The five most important Bayer medications will generate a minimum of $10.3 billion in combined revenue for the year, said the company, based in Leverkusen, Germany.
The new forecast highlights the way the healthcare business for Bayer has buoyed profit even though the Material Science division has struggled. Profit for the fourth quarter fell unexpectedly and Bayer announced sales for this year would be lower than estimates of analysts.
Bayer shares increased by 0.8% to over 100 euros on Friday morning in Frankfurt after they had dropped by over 1.5% during the first minutes of the trading day.
Bayer fell 2.1% since the start of 2014 through Thursday. It lagged behind the 8.9% by other members of the Europe Pharmaceutical Index.
Earnings for the fourth quarter prior to taxes, interest amortization, depreciation and other special items dropped 3.1%, missing the estimated of analysts.

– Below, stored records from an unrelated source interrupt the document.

PR #3933, opened 2022-01-31
ARTEMIS-3662 remove deprecated config from default broker.xml

jbertram:
The auto-create-jms-queues, auto-delete-jms-queues,
auto-create-jms-topics, and auto-delete-jms-topics address settings
were deprecated in ARTEMIS-881 way back in 2016. There's no need to keep
them in the default broker.xml at this point.

### DIFF
--- a/artemis-cli/src/main/resources/org/apache/activemq/artemis/cli/commands/etc/broker.xml
+++ b/artemis-cli/src/main/resources/org/apache/activemq/artemis/cli/commands/etc/broker.xml
@@ -127,8 +127,6 @@ ${cluster-security.settings}${cluster.settings}${replicated.settings}${shared-st
             <address-full-policy>${full-policy}</address-full-policy>
             <auto-create-queues>true</auto-create-queues>
             <auto-create-addresses>true</auto-create-addresses>
-            <auto-create-jms-queues>true</auto-create-jms-queues>
-            <auto-create-jms-topics>true</auto-create-jms-topics>
          </address-setting>
          <!--default for catch all-->
          <address-setting match="#">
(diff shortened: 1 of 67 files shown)


gemmellr:
Seems like a good idea.

There still seems to be _a lot_ of tests remaining with such old 'default config' with these being set though, feels like those also be getting cleaned up so the tests are actually using representative configs, and also just to minimise the presence/use of these deprecated bits to the areas exercising them until eventual removal.

(Perhaps more tangentially, there are also still a lot of references to autoCreateJms* and autoDeleteJms* arguments in non-deprecated api methods that seem to make no mention of the arg [or method] status)

gemmellr:
From thinking on this a bit more though I wonder whether the actual xsd and code default handling should also be getting updated for the 'jms' entries at this point, so that if they werent explicitly configured in the xml config they either default to whatever value the related 'regular' setting is using, or just to false (at least for the auto-delete, since thats the provided default config in xml now...though its still defaults true in the xsd and the code).

Since the -jms settings have been or are here removed from (or never existed in) the default provided xml config, they then arent influenced by the use of these variables set by the cli command flags anymore, but did used to be for the auto-create ones at least. That means that the 'regular' and 'jms' settings effective values will likely differ, e.g the auto-delete bit has xml false config for the regular setting since 2.18.0, yet the -jms ones will still be true from the xsd or code default....then for the auto-create, it has default true set in the xml config but can be configured false with the CLI flags, yet doing so wont affect the -jms one anymore after this change but would before, meaning they would remain true in the xsd and code defaults despite a cli request to disable auto creation.

jbertram:
> There still seems to be a lot of tests remaining with such old 'default config' with these being set though...

I found mostly smoke tests and examples which were still referencing these config elements. I cleaned those up as well.

As for the behavior now that they aren't being set, that shouldn't be a problem. The broker doesn't even use those address setting values anymore. They've simply been ignored since the introduction of their replacements.

The change here is really just about presentation. No semantics should be impacted at all.

gemmellr:
Ok cool. That wasnt really obvious to me from the significant remaining references and mechanics + still-remaining tests checking configuring those values, xsd still defaulting them to true, or the doc not noting that they dont do anything.

PR #3934, opened 2022-01-31
ARTEMIS-2413 upgrade JGroups

jbertram:
JGroups 3.x hasn't been updated in some time now. The last release was
in April 2020 almost 2 years ago. Since then there's been 35 releases
from 4.x and 5.x. Lots of protocols have been updated and added and
users are wanting to use them. Multiple Jiras have been opened to
upgrade:

 - https://issues.apache.org/jira/browse/ARTEMIS-2413
 - https://issues.apache.org/jira/browse/ARTEMIS-2436
 - https://issues.apache.org/jira/browse/ARTEMIS-3066

Notably, there is concern over the security of using older components
triggered mainly by the recent Log4Shell vulnerability discovered in
Log4j 2.x. The upgrade is meant to deal with all these issues.

However, there is a cost associated with upgrading.

The old-style properties configuration is no longer supported. I think
it's unlikely that end-users are leveraging this because it is not
exposed via broker.xml. The JGroups XML configuration has been around
for a long time, is widely adopted, and is still supported. I expect
most (if not all) users are using this. However, a handful of tests
needed to be updated and/or removed to deal with this absence.

Some protocols and/or protocol properties are no longer supported. This
means that users may have to change their JGroups stack configurations
when the upgrade. For example, our own clustered-jgroups example had to
be updated or it wouldn't run properly.


docs/user-manual/en/using-jms.md
```diff
@@ -170,9 +170,8 @@ Lastly, the `jgroups` scheme is supported which provides an alternative to the
 `udp` scheme for server discovery. The URL pattern is either
 `jgroups://channelName?file=jgroups-xml-conf-filename`
 where`jgroups-xml-conf-filename` refers to an XML file on the classpath that
-contains the JGroups configuration or it can be
-`jgroups://channelName?properties=some-jgroups-properties`. In both instance
-the `channelName` is the name given to the jgroups channel created.
+contains the JGroups configuration. The `channelName` is the name given to the
```
gemmellr, line 173: The start of the earlier sentence also needs updated as it is no longer 'either'.

gemmellr:
I dont think the commit message needs as much commentry (thats something JIRAs are good for though). Particularly not about other components or how many jgroups releases there have been. It just makes sense not to be as out of date as this is/was, no real need to explain/justify in the log.

jbertram:
@gemmellr, point taken. I wouldn't normally provide this level of justification in a commit message. However, given that this is a breaking change is likely to be merged and released in a minor version I felt it necessary to provide greater-than-normal detail for the potential users who look back through the log to see why their client broke. In my opinion this break is justified given the nature of the change as noted in the commit message.

gemmellr:
I think its a decent enough JIRA description (though its not actually on the JIRA) but not a great commit log. It would be good to say the version it is upgrading to.

I think the version number jumping from 3 to 5 is clear enough reason in itself. The first half of the log message could go, maybe leaving just the initial 'JGroups 3.x hasn't been updated in some time' + 'and has CVEs', and it would have the same effect. Getting around to the important detail of the change itself having a potential break effect far earlier seems nicer to me. Referencing Log4Shell and Log4J in the commit, in a paragraph ending "The upgrade is meant to deal with all these issues" even seems like an actively bad thing to do when Log4J isnt involved.

I think many users will tend to find the JIRA (e.g via the release notes page), which can and should explain things in detail, before they read the commit log.

jbertram:
@gemmellr, fair enough. I just pushed an updated commit message.

PR #3940, opened 2022-02-04
ARTEMIS-3670 support diverting to multiple addresses

jbertram:
Similar semantics are possible with multicast queues and FQQN, but this feature is different enough and easy enough to implement that it makes sense to offer it.


clebertsuconic:
wouldn't we be able to do the same with multiple diverts instead of one divert with multiple queues?

clebertsuconic:
I guess we had this discussion before, and multiple divert was the reason why we rejected. 

I have nothing against it though.. as long as it's clear the use for users.

jbertram:
Yes, you can do the same thing with 1 divert per address. This is really just a nice-to-have feature for usability. I recently answered a question on Stack Overflow about it so I looked at what it would take to implement it and it was super simple so I did.

clebertsuconic:
@jbertram check style issue on your PR. I would merge it if it wasn't for that.

PR #3943, opened 2022-02-06
ARTEMIS-3670 Fixing Divert Update tests

clebertsuconic:


clebertsuconic:
@jbertram this is a fix for that divert PR, if you could review this one please? (and merge it if you're ok with it).

PR #3948, opened 2022-02-09
ARTEMIS-3677 mitigate NPE when browsing messages

jbertram:


artemis-core-client/src/main/java/org/apache/activemq/artemis/api/core/JsonUtil.java
```diff
@@ -338,6 +338,9 @@ public static String truncateString(final String str, final int valueSizeLimit)
    }
 
    public static Object truncate(final Object value, final int valueSizeLimit) {
+      if (value == null) {
+         return "";
```
gemmellr, line 342: Doesnt necessarily follow to me that the truncation of a null is an empty string. Why not return null? Or throw?

artemis-protocols/artemis-amqp-protocol/src/main/java/org/apache/activemq/artemis/protocol/amqp/broker/AMQPMessage.java
```diff
@@ -876,7 +875,7 @@ public final void receiveBuffer(ByteBuf buffer) {
                // keep fields like _AMQ_ACTUAL_EXPIRY in their original type
                map.put(extraPropertiesPrefix + s.toString(), o);
             } else {
-               map.put(extraPropertiesPrefix + s.toString(), JsonUtil.truncate(o.toString(), valueSizeLimit));
+               map.put(extraPropertiesPrefix + s.toString(), JsonUtil.truncate(o != null ? o.toString() : o, valueSizeLimit));
```
gemmellr, line 878: With the comment about wanting to keep original types, its not clear to me why it wouldnt just put the null in. Or omit it.

gemmellr (commented):
Missing test(s).

artemis-core-client/src/main/java/org/apache/activemq/artemis/api/core/JsonUtil.java
jbertram: This method is used to deal with message data which is sent back to the web console for visual inspection. Given that it didn't handle `null` property values properly means that the web console wasn't actually getting any `null` property values either so it wasn't clear to me that it could actually handle them. I didn't want to fix this NPE only to create another one somewhere else.

Also, there was a precedent for using a blank string for a `null` value already in `org.apache.activemq.artemis.core.message.impl.CoreMessage.TextMessageOpenTypeFactory#getFields`. I decided to carry that behavior forward here.

gemmellr:
More comprehensive unit tests of the actual changes would have been nicer than a systest, the related areas already have unit tests that could be easily adapted. The systest also looks to only use Core and so wouldnt seem to cover the original change at all, given it was in AMQPMessage only.

jbertram:
I added a unit test and an AMQP-specific test via 0bc7bf3f7ca2cd1508291f85ba5589430e5bae27.

To be clear, the original problem was observed with core, not AMQP. The original core systest failed without the fix.

PR #3950, opened 2022-02-10
ARTEMIS-3679 Brokers shutdown after daylight saving fall back

franz1981:
https://issues.apache.org/jira/browse/ARTEMIS-3679


artemis-server/src/test/java/org/apache/activemq/artemis/core/server/impl/jdbc/JdbcLeaseLockTest.java
```diff
@@ -116,6 +122,22 @@ public void dropLockTable() throws Exception {
...
    }
 
+   @Test
+   public void shouldStillHeldLockOnTimeZoneChange() {
+      Assume.assumeThat(PropertySQLProvider.Factory.identifyDialect(dbConf.getJdbcDriverClassName()), CoreMatchers.is(PropertySQLProvider.Factory.SQLDialect.DERBY));
+      TimeZone.setDefault(TimeZone.getTimeZone(ZoneId.of("-1")));
+      final long expirationMillis = Duration.ofMinutes(30).toMillis();
+      final LeaseLock lock = lock(expirationMillis);
+      Assert.assertTrue("Must acquire the lock!", lock.tryAcquire());
+      TimeZone.setDefault(TimeZone.getTimeZone(ZoneId.of("+3")));
```
clebertsuconic, line 132: this all look good to me, can't we merge this already?

franz1981: Yep this is not ready to merge yet

franz1981: @fvaleri I still have to decide how to handle testing this :)
But I've decided to use specific UTC get time query per supported DBs

artemis-jdbc-store/src/main/resources/journal-sql.properties
```diff
@@ -75,14 +76,15 @@ create-file-table.mysql=CREATE TABLE %s(ID BIGINT NOT NULL AUTO_INCREMENT, FILEN
...
+current-timestamp.mysql=SELECT UTC_TIMESTAMP(6)
 # 4 GiB
 max-blob-size.mysql=4294967296
 table-names-case.mysql=lower
 
 # Oracle SQL statements
 create-file-table.oracle=CREATE TABLE %s(ID NUMBER(19) GENERATED BY DEFAULT ON NULL AS IDENTITY, FILENAME VARCHAR(255), EXTENSION VARCHAR(10), DATA BLOB, PRIMARY KEY(ID))
 create-journal-table.oracle=CREATE TABLE %s(id NUMBER(19),recordType NUMBER(5),compactCount NUMBER(5),txId NUMBER(19),userRecordType NUMBER(5),variableSize NUMBER(10),record BLOB,txDataSize NUMBER(10),txData BLOB,txCheckNoRecords NUMBER(10),seq NUMBER(19))
-
+current-timestamp.oracle=SELECT SYSTIMESTAMP AT TIME ZONE 'UTC' FROM DUAL
```
fvaleri, line 87: Given the different behaviors and way to express these queries, I would say we should test them on all databases setting a system TZ different from UTC.

artemis-server/src/main/java/org/apache/activemq/artemis/core/server/impl/jdbc/JdbcLeaseLock.java
```diff
@@ -114,14 +115,14 @@ private String readableLockStatus() {
          final boolean autoCommit = connection.getAutoCommit();
          connection.setAutoCommit(false);
          try (PreparedStatement preparedStatement = connection.prepareStatement(this.isLocked)) {
+            final long currentTimestamp = dbCurrentTimeMillis(connection);
```
fvaleri, line 118: I guess in dbCurrentTimeMillis() we should select the current UTC timestamp query based on the database type (e.g. `current-timestamp.mssql`) and fall back to `current-timestamp` with an appropriate warning if the database is unknown.

artemis-server/src/main/java/org/apache/activemq/artemis/core/server/impl/jdbc/JdbcLeaseLock.java
```diff
@@ -147,14 +148,13 @@ private long dbCurrentTimeMillis(Connection connection) throws SQLException {
...
             resultSet.next();
             final long endTime = stripMilliseconds(System.currentTimeMillis());
-            final Timestamp currentTimestamp = resultSet.getTimestamp(1);
-            final long currentTime = currentTimestamp.getTime();
-            final long currentTimeMillis = stripMilliseconds(currentTime);
-            if (currentTimeMillis < startTime) {
-               LOGGER.warnf("[%s] %s query currentTimestamp = %s on database should happen AFTER %s on broker", lockName, holderId, currentTimestamp, new Timestamp(startTime));
+            final long currentTime = resultSet.getTimestamp(1, Calendar.getInstance(TimeZone.getTimeZone("UTC"))).getTime();
+            final long currentTimeNoMillis = stripMilliseconds(currentTime);
+            if (currentTimeNoMillis < startTime) {
```
fvaleri, line 153: Shouldn't this method be called something like verifyAndGetDatabaseCurrentTimestamp to better reflect the internal logic?

fvaleri (commented):
Overall LGTM, but we need to carefully test the ad-hoc queries.

artemis-jdbc-store/src/main/resources/journal-sql.properties
franz1981: Agree, let's see what tests I can add

artemis-server/src/main/java/org/apache/activemq/artemis/core/server/impl/jdbc/JdbcLeaseLock.java
franz1981: Given that verification here won't imply anything but some output message probably `verify` can be omitted (unless I'll decide to perform a proper validation with thrown exception)

artemis-server/src/main/java/org/apache/activemq/artemis/core/server/impl/jdbc/JdbcLeaseLock.java
franz1981: Yep, this is already how internally work the SQLProvider class donated by Jeff Mesnil from WildFly

fvaleri: ok

PR #3951, opened 2022-02-11
NO-JIRA Remove unused tomcat-servlet-api dependency

brusdev:


gemmellr:
Looks good, pushed. I tweaked the log to put it against a recent JIRA cleaning up the assembly since its essentially related.

PR #3952, opened 2022-02-11
Fix for ARTEMIS-3509

BBE78:
Concurrent modifications happened sometimes on non synchronized methods that use "refsToAck" list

Swings in currency, in Japan and in emerging markets along with more spending on R&D, hurt company profit for the most recent quarter.
Sales were up 0.3% with about half of that coming from its healthcare unit, which includes animal and consumer health as well as prescription drugs.
Revenue for the year is projected to be 4.6% higher than in 2013, adjusted for the currencies and the portfolio of the company, said Bayer. Analysts were predicting revenue to be slightly higher.
Sales in Bayer’s Material Science sector, which makes chemicals for different industries such as auto parts and cosmetics, fell by 2.2%.
Sales of Xarelto, the company’s blood thinner, the new drug program’s cornerstone for Bayer, will exceed 3.5 billion euros in 2014. That was up from the previous estimate of just over 2 billion in yearly sales. Analysts have predicted sale of 2.74 billion euros by 2018.
Bayer increased its forecast as well for Eylea its eye drug from just over 1 billion to 1.5 billion euros in sales for the year. Eylea, Xarelto and Xofigo and Stivargara, two cancer drugs had sales in euros of 1.52 billion last year.